**Task instructions:**
Count every line below containing "have"; state the number only.

**Information provided:**
PR #374, opened 2026-03-04
Update the build-current-sqlite job to use Firestore

dnerdy:
## Summary:
This PR updates the build-current-sqlite job to use the Firestore emulator. The
dev server has been updated to support starting with the Firestore emulator in
https://github.com/Khan/webapp/pull/38040.

Issue: INFRA-10405

## Test plan:
I ran the following command on my local machine:
```
docker exec webapp-datastore-emulator-1 dash -c 'ls /proc/*/cmdline | while read cmd; do echo -n "$cmd " | cat - "$cmd" 2>/dev/null | tr "\0" " " | awk "{ print }" | grep "/usr/bin/qemu-x86_64 /usr/bin/firestore-emulator-plus" | grep -v dash | cut -d/ -f3 | while read pid; do kill $pid; done; done'
```
and verified it caused the firestore-emulator-plus wrapper to export the
emulator data to datastore/dev_datastore.tar.gz by inspecting the
datastore-emulator container logs in Docker Desktop.

Otherwise, 🤞.

### DIFF
--- a/jobs/build-current-sqlite.groovy
+++ b/jobs/build-current-sqlite.groovy
@@ -57,26 +57,9 @@ def runScript() {
 
          updateDatabase();
 
-         // Send SIGTERM to the firestore emulator to have it write out its
-         // backing file.
-         //
-         // TODO(marksandstrom) Is there a better, more direct way to do this?
-         // We want to send SIGTERM to the process running the command
-         // /usr/bin/firestore-emulator-plus.
-         //
-         // The command works as follows:
-         // - list the command lines of the running processes
-         //       ls /proc/*/cmdline
-         // - echo the /proc/ entry and the command line on the same line
-         //       echo -n "$cmd " | cat - $cmd
-         // - replace the \0 characters (from cmdline) with spaces
-         // - add a newline to the end of the cmdline output
-         //       awk '{ print }'
-         // - find the /usr/bin/firestore-emulator-plus process using grep
-         // - extract the pid from the /proc/ entry -- cut -d/ -f3
-         // - then, if there's output -- while read pid
-         // - send SIGTERM to the pid -- kill $pid
-         sh("docker exec webapp-datastore-emulator-1 dash -c 'ls /proc/*/cmdline | while read cmd; do echo -n \"$cmd \" | cat - \"$cmd\" 2>/dev/null | tr \"\\0\" \" \" | awk \"{ print }\" | grep \"/usr/bin/qemu-x86_64 /usr/bin/firestore-emulator-plus\" | grep -v dash | cut -d/ -f3 | while read pid; do kill $pid; done; done'")
+         // Send SIGTERM to the firestore-emulator-plus wrapper to have
+         // Firestore write out its backing file. The wrapper runs as PID 1.
+         sh("docker exec webapp-datastore-emulator-1 dash -c 'kill 1'")
 
          // Now upload the new database to gcs.
          sh("gsutil cp ${params.CURRENT_SQLITE_BUCKET}/dev_datastore.tar.gz ${params.CURRENT_SQLITE_BUCKET}/dev_datastore.tar.gz.bak");
--- a/jobs/build-current-sqlite.groovy
+++ b/jobs/build-current-sqlite.groovy
@@ -53,7 +53,7 @@ def runScript() {
          // need the `env` because otherwise jenkins's BUILD_TAG
          // takes precedence over our own.
          // TODO(csilvers): clear more of env?
-         sh("ssh-agent env -u BUILD_TAG USE_FIRESTORE_EMULATOR=true make start-dev-server-backend WORKING_ON=NONE");
+         sh("ssh-agent env -u BUILD_TAG make start-dev-server-backend WORKING_ON=NONE");
 
          updateDatabase();
 
--- a/jobs/build-current-sqlite.groovy
+++ b/jobs/build-current-sqlite.groovy
@@ -53,7 +53,7 @@ def runScript() {
          // need the `env` because otherwise jenkins's BUILD_TAG
          // takes precedence over our own.
          // TODO(csilvers): clear more of env?
-         sh("ssh-agent env -u BUILD_TAG USE_FIRESTORE_EMULATOR=true SKIP_FIRESTORE_SNAPSHOT_DOWNLOAD=true make start-dev-server-backend WORKING_ON=NONE");
+         sh("ssh-agent env -u BUILD_TAG USE_FIRESTORE_EMULATOR=true make start-dev-server-backend WORKING_ON=NONE");
 
          updateDatabase();
 
--- a/jobs/build-current-sqlite.groovy
+++ b/jobs/build-current-sqlite.groovy
@@ -44,9 +44,8 @@ def runScript() {
    kaGit.safeSyncToOrigin("git@github.com:Khan/frontend", "main");
 
    dir("webapp") {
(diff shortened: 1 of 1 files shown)


jobs/build-current-sqlite.groovy
```diff
@@ -44,29 +44,43 @@ def runScript() {
...
 
          updateDatabase();
 
-         // I don't know a better way to flush the datastore
-         // changes to disk, than to just kill it.
-         sh("docker exec webapp-datastore-emulator-1 dash -c 'kill `ls -l /proc/*/exe | grep java- | cut -d/ -f3`'")
+         // Send SIGTERM to the firestore emulator to have it write out its
+         // backing file.
+         //
+         // TODO(marksandstrom) Is there a better, more direct way to do this?
```
csilvers: I thought the wrapper you wrote supported writing out the datastore when you send it `/quit`?

jobs/build-current-sqlite.groovy
```diff
@@ -44,29 +44,43 @@ def runScript() {
...
+         // - echo the /proc/ entry and the command line on the same line
+         //       echo -n "$cmd " | cat - $cmd
+         // - replace the \0 characters (from cmdline) with spaces
+         // - add a newline to the end of the cmdline output
+         //       awk '{ print }'
+         // - find the /usr/bin/firestore-emulator-plus process using grep
+         // - extract the pid from the /proc/ entry -- cut -d/ -f3
+         // - then, if there's output -- while read pid
+         // - send SIGTERM to the pid -- kill $pid
+         sh("docker exec webapp-datastore-emulator-1 dash -c 'ls /proc/*/cmdline | while read cmd; do echo -n \"$cmd \" | cat - \"$cmd\" 2>/dev/null | tr \"\\0\" \" \" | awk \"{ print }\" | grep \"/usr/bin/qemu-x86_64 /usr/bin/firestore-emulator-plus\" | grep -v dash | cut -d/ -f3 | while read pid; do kill $pid; done; done'")
```
csilvers: Out of curiousity: Why is it using qemu?  We shouldn't need to emulate when this is running on jenkins, no?

csilvers (commented):
I think this is ok?, though I'm not sure why the old kill command doesn't work anymore.  Also, I'm not sure about qemu.

But I am wondering if we want the USE_FIRESTORE_EMULATOR envvar at all.  Since you made the original upload of it already.  Now we can just wait to land the change that switches the devserver to use firestore emulator, and then check in a version here that doesn't need to set the envvar.  I think maybe it will be simpler? but I'm not sure.

jobs/build-current-sqlite.groovy
dnerdy: The Firestore emulator persists data when sending a POST to the /shutdown endpoint (but the emulator hands after writing out the data and doesn't shutdown cleanly). The wrapper calls /shutdown when it receives SIGTERM and then sends a SIGTERM to the emulator once it sees that it's written out the data (and hangs).

jobs/build-current-sqlite.groovy
dnerdy: `ls -l /proc/*/exe` was just listing pids for me, e.g. `/proc/365/exe`, so there's no information available to pick out the correct process. When looking at the content of `/proc/*/cmdline` all process commands where `/usr/bin/qemu-x86_64` (with `/usr/bin/firestore-emulator-plus` passed as the first argument for the process we're interested in sending SIGTERM to). Maybe this has to do with running the image on macOS, though? I assumed the processes would look the same in the container regardless of where the container is run, but maybe not.

dnerdy: @csilvers what do you think about the idea of updating the wrapper to support a `--write-pid /tmp/firestore-emulator-plus-pid` option? Then sending a SIGTERM to the process would be super simple.

csilvers: > ls -l /proc/*/exe was just listing pids for me

Interesting, for me (on linux) they are symlinks:
```
lrwxrwxrwx 1 csilvers             csilvers             0 Mar  1 17:09 /proc/8329/exe -> /usr/bin/xeyes*
```
Not all of them are symlinks though, I'm not exactly sure which are.  Did you check the full output of the `ls -l` to make sure it was just pid's for everything?

csilvers: > @csilvers what do you think about the idea of updating the wrapper to support a --write-pid /tmp/firestore-emulator-plus-pid option? Then sending a SIGTERM to the process would be super simple.

I'm not opposed to that, but it seems like it shouldn't be necessary.  Remind me why we can't just use `ps` for this?  Is it not installed on the image?  Maybe a better solution is to just install busybox in the image.

dnerdy: That's right. The image doesn't contain `ps`.

dnerdy: > > ls -l /proc/*/exe was just listing pids for me
> 
> Interesting, for me (on linux) they are symlinks:
> 
> ```
> lrwxrwxrwx 1 csilvers             csilvers             0 Mar  1 17:09 /proc/8329/exe -> /usr/bin/xeyes*
> ```
> 
> Not all of them are symlinks though, I'm not exactly sure which are. Did you check the full output of the `ls -l` to make sure it was just pid's for everything?

Ah, I was misremembering slightly. It does include the command, but as mentioned above that isn't useful:

```
# ls -l /proc/*/exe
lrwxrwxrwx 1 root root 0 Mar  5 17:58 /proc/1/exe -> /usr/bin/qemu-x86_64
lrwxrwxrwx 1 root root 0 Mar  5 17:58 /proc/15/exe -> /usr/bin/qemu-x86_64
lrwxrwxrwx 1 root root 0 Mar  5 17:58 /proc/90/exe -> /usr/bin/qemu-x86_64
lrwxrwxrwx 1 root root 0 Mar  5 17:58 /proc/96/exe -> /usr/bin/qemu-x86_64
lrwxrwxrwx 1 root root 0 Mar  5 17:58 /proc/986/exe -> /usr/bin/qemu-x86_64
lrwxrwxrwx 1 root root 0 Mar  5 17:58 /proc/self/exe -> /usr/bin/ls
lrwxrwxrwx 1 root root 0 Mar  5 17:58 /proc/thread-self/exe -> /usr/bin/qemu-x86_64
```

csilvers: Ah, that _is_ a mac vs linux thing -- because you're on (arm) mac everything has to run through the emulator.

So I think any of these approach would be fine:
1. Install busybox in the image so we can use ps
2. Do the complicated proc processing like you're doing now
3. Print the pid to a pidfile in the binary

You can pick which is your favorite!

csilvers: Or you could ignore it and leave the current code, since jenkins runs on linux so the existing `ps` code in the jenkins job will work correctly there.

dnerdy: Actually, with the exec change you made in https://github.com/Khan/webapp/pull/38051 the wrapper will now always be pid 1. So, we can now just change this to `kill 1`.

csilvers: Heh!

csilvers: I don't think that's true, but we can check.  The `exec` is replacing the `sh`, not the `init`.

dnerdy: The sh is the init, though (since it's the entrypoint).

csilvers (approved):
Beautiful!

**Task output:**
3